==== DATA SHOWN ====

PR #1396, opened 2022-12-13
Reorganize utils folder

theflyingzamboni:
As discussed on Discord. Most file now moved into `impl` or one of its subfolders.

image


backend/src/nodes/nodes/onnx/upscale_image.py
```diff
@@ -10,12 +10,12 @@
...
-from ...utils.convenient_upscale import convenient_upscale
-from ...utils.auto_split import ExactTileSize
-from ...utils.onnx_auto_split import onnx_auto_split
-from ...utils.onnx_model import OnnxModel
-from ...utils.onnx_session import get_onnx_session
+from ...impl.upscale.auto_split_tiles import parse_tile_size_input, TileSize
+from ...impl.upscale.convenient_upscale import convenient_upscale
+from ...impl.upscale.auto_split import ExactTileSize
+from ...impl.onnx.onnx_auto_split import onnx_auto_split
+from ...impl.onnx.onnx_model import OnnxModel
```
RunDevelopment, line 17: I don't think we need the `onnx` prefix anymore. Same for ncnn and PyTorch files. The classes and functions within those files should keep any prefixes, though.
```suggestion
from ...impl.onnx.model import OnnxModel
```

backend/src/nodes/impl/pytorch/torch_types.py
```diff
@@ -6,9 +6,9 @@
 from .architecture.SwinIR import SwinIR
 from .architecture.Swin2SR import Swin2SR
 from .architecture.HAT import HAT
-from .architecture.face_archs.gfpganv1_clean_arch import GFPGANv1Clean
-from .architecture.face_archs.restoreformer_arch import RestoreFormer
-from .architecture.face_archs.codeformer import CodeFormer
+from .architecture.face_arches.gfpganv1_clean_arch import GFPGANv1Clean
```
RunDevelopment, line 9: Maybe we could just call it `face`? We already know that it's about architectures.

```suggestion
from .architecture.face.gfpganv1_clean_arch import GFPGANv1Clean
```

RunDevelopment (commented):
2 suggestions, gtg otherwise.

theflyingzamboni:
I just realized I forgot to remove `_util` from various files too.

RunDevelopment (approved):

====

#### EXERCISE INSTRUCTIONS
Would you count the lines in the data that include the word "backend" and reply with only the number?

#### YOUR RESPONSE
2